If it is easy to build, there will be an enormous amount of competition until
the ability to make any money is squeezed out. If it is extremely difficult to
build, your competition will be very limited.

So I actually believe the exact opposite is true- the more investment money
you NEED, the less competition you're going to face. It may be tempting to
think that if you just go after a very small, niche market, you can corner it
really easily because everyone else will ignore it in favor of larger
opportunities, but that's just not realistic. Again, not saying there is
anything wrong with this approach (I believe bootstrapping is better than
trying to get overly aggressive early on in your career), but very few
businesses are easily built and sustained for a long period of time.

------
rdl
So VCs bidding up the prices on everything every startup needs (founders,
early employees, later stage employees, offices, etc.) is good for
bootstrapped companies how, exactly?

The only way VC funding helps bootstrapped companies is if the bootstrapped
companies are selling to VC funded startups (developer tools, for instance),
or if the VC funded companies build infrastructure (great platforms, network
infrastructure, etc.) which helps the bootstrapped companies serve other
customers in a capital efficient way. Otherwise, it's just more competition,
either for factors of production or customers, and not really a good thing.
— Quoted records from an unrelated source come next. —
PR #6303, opened 2025-04-10
cli: duplicate: add setting for templating the new commit descriptions

winterqt:
This allows the customization of the duplicated commit descriptions.

An ideal use case for this is emulating `git cherry-pick -x`, as illustrated in the tests.

# Checklist

If applicable:

### DIFF
--- a/cli/src/commands/duplicate.rs
+++ b/cli/src/commands/duplicate.rs
@@ -14,8 +14,10 @@
 
 use std::io::Write as _;
 
+use bstr::ByteVec as _;
 use clap_complete::ArgValueCandidates;
 use itertools::Itertools as _;
+use jj_lib::backend::BackendResult;
 use jj_lib::backend::CommitId;
 use jj_lib::repo::Repo as _;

There are some industry segments where being bootstrapped makes a lot of sense
(consultancies), others where it makes no sense (huge fiber rollouts), and
some where both strategies can coexist.

Also, you should be aware of the differences between fully bootstrapped, angel
or seed funded (directly to profitability, but with "real" investors), and
traditional VC funded. There are a lot of cases where people talk about
bootstrapping but really mean using angel or seed funding until deciding later
about VC funding for the business.

------
verelo
Some truth to this but i dont know i agree with everything.

We're a bootstrapped company too. Very small, just getting our product in good
shape for prime time and getting feedback from customers on what it will take
to convert them from free to paying customers.
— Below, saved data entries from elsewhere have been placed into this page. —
PR #6306, opened 2025-04-10
cli: abandon: update warning about deleted bookmarks

senekor:


calebdw:
I didn't see your PR, but here's an alternate solution:

https://github.com/jj-vcs/jj/pull/6308

senekor:
Oh, that's nice. I like the downgrade from warning to hint, since the situation is less risky now that `--deleted` is required. Closing because I prefer your version.

Issue #5685, opened 2025-02-13
Improve jj library's reliability by reducing panics


AM5800:
I am creating this bug to discuss this issue, propose some ways to address it and maybe track progress.

We believe that panics can cause significant stability issues in production server environments where jj is used as a library. In these contexts, a panic is not much different from a segfault, and we're looking to minimize this risk.

As demonstrated by #5360, panics can occur in unexpected ways:
While the standard `heads` implementation may be safe, the library's flexibility allows for custom backends that can introduce failure points.
So in our specific use case, our custom `heads` implementation involved an RPC call that could fail, leading to an unavoidable panic.

What I propose:
1. Introduce a coding style guideline that emphasizes the avoidance of new panic sites and propagating errors instead.
2. Add a lint check that flags potential panic sites. Some sources of panic might be benign (e.g. `check - unwrap`, so there should be a mechanism to bypass such lint check.
3. Review existing panic sites

I am happy to join the effort on (3), but I would also like to have some way to prevent new panics from being added.

P.S. While this issue primarily addresses panics within the jj library, it's worth noting that preventing panics in the CLI is also beneficial. Doing so can lead to more informative error messages, enhancing the overall CLI experience.

PR #6307, opened 2025-04-10
docs: add a style guide

martinvonz:
#5685

# Checklist

If applicable:

### DIFF
--- a/docs/style_guide.md
+++ b/docs/style_guide.md
@@ -1,0 +1,12 @@
+# Style guide
+
+## Panics
+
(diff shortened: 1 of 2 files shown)


docs/style_guide.md
```diff
@@ -0,0 +1,16 @@
+# Style guide
+
+## Imports (`use` keyword)
+
+Each symbol should be on a separate line (to simplify merging).
```
emilazy, line 5: I think we don’t need to write things CI enforces here, right? A machine can tell people when it’s wrong and a machine can fix it, so there’s no need for human nitpicking or toil.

Funding for us would save a lot of headaches, give us the ability to spend
some money on UI and accelerate our dev cycles...but i'm sure it'll also
create just as many.

The truth i see in this is where he talks about VC funded companies having
high expectations. As a bootstrapped company you can target a very small
niche, as someone with a significant amount of funding...you do need to have a
little broader horizon...but is that so bad? Maybe not after the first 6-12
months.

Personally i think funding is all about timing. Don't take it when you need
it, take it when you want it...

------
whenisayUH
Sorry but I'm not clear on the point of this.

Is it that VC-backed companies cannot pursue smaller markets and so there are
nice size opportunities left for bootstrapped startups?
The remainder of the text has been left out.